This module stores Pastas timeseries and models in a database.

Storing timeseries and models in a database allows the user to manage time series and Pastas models on disk, which allows the user to pick up where they left off without having to reload everything.

Installation

Install the module with pip install pastastore.

For installing in development mode, clone the repository and install by typing pip install -e . from the module root directory.

For plotting background maps, the contextily and pyproj packages are required. For a full install, including an optional dependency for plotting and labeling data on maps, use: pip install pastastore[full] or pip install .[full] when on MacOS or Linux. Windows users are asked to install rasterio themselves since it often cannot be installed using pip. rasterio is a dependency of contextily. Windows users can install pastastore with the optional labeling package adjustText using pip install pastastore[adjusttext] or .[adjusttext].

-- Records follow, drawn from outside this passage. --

PR #1486, opened 2021-04-13
[cinder-csi-plugin] add snapshot crds to Helm Chart

eumel8:

Adding required CRDs if snapshot controller is enabled.

reference: https://github.com/kubernetes-csi/external-snapshotter/tree/master/client/config/crd

fixes # none

none

**Release note**:
```release-note
NONE
```

### DIFF
--- a/charts/cinder-csi-plugin/Chart.yaml
+++ b/charts/cinder-csi-plugin/Chart.yaml
@@ -2,7 +2,7 @@ apiVersion: v1
 appVersion: latest
 description: Cinder CSI Chart for OpenStack
 name: openstack-cinder-csi
-version: 1.3.5
+version: 1.3.6
 home: https://github.com/kubernetes/cloud-provider-openstack
 icon: https://github.com/kubernetes/kubernetes/blob/master/logo/logo.png
 maintainers:
--- a/charts/cinder-csi-plugin/templates/snapshot.storage.k8s.io_volumesnapshotclasses.yaml
+++ b/charts/cinder-csi-plugin/templates/snapshot.storage.k8s.io_volumesnapshotclasses.yaml
@@ -1,0 +1,112 @@
+{{- if .Values.csi.snapshotController.enabled -}}
+---
+apiVersion: apiextensions.k8s.io/v1
+kind: CustomResourceDefinition
+metadata:
+  annotations:
+    controller-gen.kubebuilder.io/version: v0.4.0
+    api-approved.kubernetes.io: "https://github.com/kubernetes-csi/external-snapshotter/pull/419"
+  creationTimestamp: null
+  name: volumesnapshotclasses.snapshot.storage.k8s.io
+spec:
+  group: snapshot.storage.k8s.io
+  names:
+    kind: VolumeSnapshotClass
+    listKind: VolumeSnapshotClassList
+    plural: volumesnapshotclasses
+    singular: volumesnapshotclass
+  scope: Cluster
+  versions:
+  - additionalPrinterColumns:
+    - jsonPath: .driver
+      name: Driver
+      type: string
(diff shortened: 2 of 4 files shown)


lingxiankong:
/lgtm

Good to have.

ramineni:
/hold
Just to make sure to have a look before merging

ramineni:
@eumel8 we have thought about adding CRDs in the repo before . Two things that crossed my mind-
1. Snapshot controller is not per csi driver , its for cluster . so if its already deployed as part of distribution/cluster we dont require it 
2. Adding here a copy might become outdated later, its hard to track any change in CRDs to be updated here as well for every release. So instead , we updated the docs for doing the same https://github.com/kubernetes/cloud-provider-openstack/blob/master/docs/cinder-csi-plugin/features.md#volume-snapshots and ask them to take CRDs corresponding to the version 
3.  Its recommended to use same version CRDs as per the sidecar version compatibility.

So, Im wondering if we could add comment here https://github.com/kubernetes/cloud-provider-openstack/blob/master/charts/cinder-csi-plugin/templates/snapshot-controller-statefulset.yaml#L4 on where to install CRDs before deploying snapshot controller ?

lingxiankong:
What @ramineni said makes sense to me. cinder-csi-plugin provides capability for snapshot CRD functions, but registering the CRDs should be done separately.

/lgtm cancel

eumel8:
@ramineni @lingxiankong thx for reviewing and thoughts. 
Just to explain my idea behind the PR: Yes, the CRDs are developed on another place, and yes, this can be outdated after a while. But we want to give the best experience to our customer, user, and colleagues and for that reason we prefer the "one-click-installation" of a product or a tool. It's not very comfortable to install a Helm chart here, then separately a CRD file there or take few manual steps. In best case you have to deal with one tool and one technology.  I'll create another chart for hosting the CRDs and put this together with a depedeny.

spielkind:
@ramineni actually I don't get your approach, the csi-snapshotter is already deployed by the helm chart, also there is a default version in the values.yaml for the csi-snapshotter (2.1.3). So every time this default get an update we should merge the matching CRDs, also may some stuff on the RBACs or Statefulset may changed. From my point of view it makes no sense to not merge the CRDs but have the statefulset/rbacs in the helm chart.

Either remove all of it, and may submit it chart to csi-snapshotter repo - or just merge the copy of the CRDs to this repo?

Or may I just got the overall picture wrong? :)

ramineni:
@spielkind csi-snapshotter sidecar is deployed alongside of csi driver. 
But the volume snapshot controller and the CRDs are independent of any CSI driver. Regardless of the number CSI drivers deployed on the cluster, there must be only one instance of the volume snapshot controller running and one set of volume snapshot CRDs installed per cluster.  it is strongly recommended that Kubernetes distributors bundle and deploy the controller and CRDs as part of their Kubernetes cluster management process (independent of any CSI Driver)

So thats the reason , Im bit hesitant to maintain the same in this repo.

spielkind:
@ramineni Ok, but the snapshot controller is already deployed (default is false) by the helm chart in this repo:
https://github.com/kubernetes/cloud-provider-openstack/blob/master/charts/cinder-csi-plugin/templates/snapshot-controller-statefulset.yaml
https://github.com/kubernetes/cloud-provider-openstack/blob/master/charts/cinder-csi-plugin/templates/snapshot-controller-rbac.yaml

So my point was either remove the snapshot controller or add the CRDs?
Then the cleanest option would be to remove this part as well and submit a helm chart to:
https://github.com/kubernetes-csi/external-snapshotter
?

ramineni:
@spielkind +1 , adding to external-snapshotter would be the clean option .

Note: There are external dependencies when using the pystore or arctic connectors. To install these dependencies read (see Connector Dependencies section)! since these are not automatically installed.

Usage

The following snippets show typical usage. The first step is to define a so-called Connector object. This object contains methods to store time series or models to the database, or read objects from the database.

The following code creates a PasConnector, which uses Pastas JSON-styled ".pas-files" to save models in a folder on your computer (in this case a folder called pastas_db in the current directory).

import pastastore as pst

# create connector instance
conn = pst.PasConnector("my_db", path="./pastas_db")

The next step is to pass that connector to the PastaStore object. This object contains all kinds of useful methods to analyze and visualize time series, and build and analyze models.

# create PastaStore instance
pstore = pst.PastaStore("my_project", conn)

Now the user can add time series, models or analyze or visualize existing objects in the database. Some examples showing the functionality of the PastaStore object are shown below:

import pandas as pd

# load oseries from CSV and add to database
oseries = pd.read_csv("oseries.csv")
pstore.add_oseries(oseries, "my_oseries", metadata={"x": 100_000, "y": 400_000})

# read oseries from database
oseries = pstore.get_oseries("my_oseries")

# view oseries metadata DataFrame
pstore.oseries

# plot oseries location on map
ax = pstore.maps.oseries()
pstore.maps.add_background_map(ax)  # add a background map

# plot my_oseries time series
ax2 = pstore.plot.oseries(names=["my_oseries"])

# export whole database to a zip file
pstore.to_zip("my_db_backup.zip")

For more elaborate examples, refer to the Notebooks.

Which Connector should you pick

There are currently four Connectors included in pastastore. Each of the Connectors are briefly described below.

  • PasConnector (works out of the box, preferred choice)
  • DictConnector (works out of the box)
  • ArcticConnector (requires arctic and MongoDB, best performance)
  • PystoreConnector (requires pystore and python-snappy)

PasConnector

For most people the PasConnector is the best choice, as it does not require any other (external) dependencies, and uses human-readable files to store time series and pastas Models on disk.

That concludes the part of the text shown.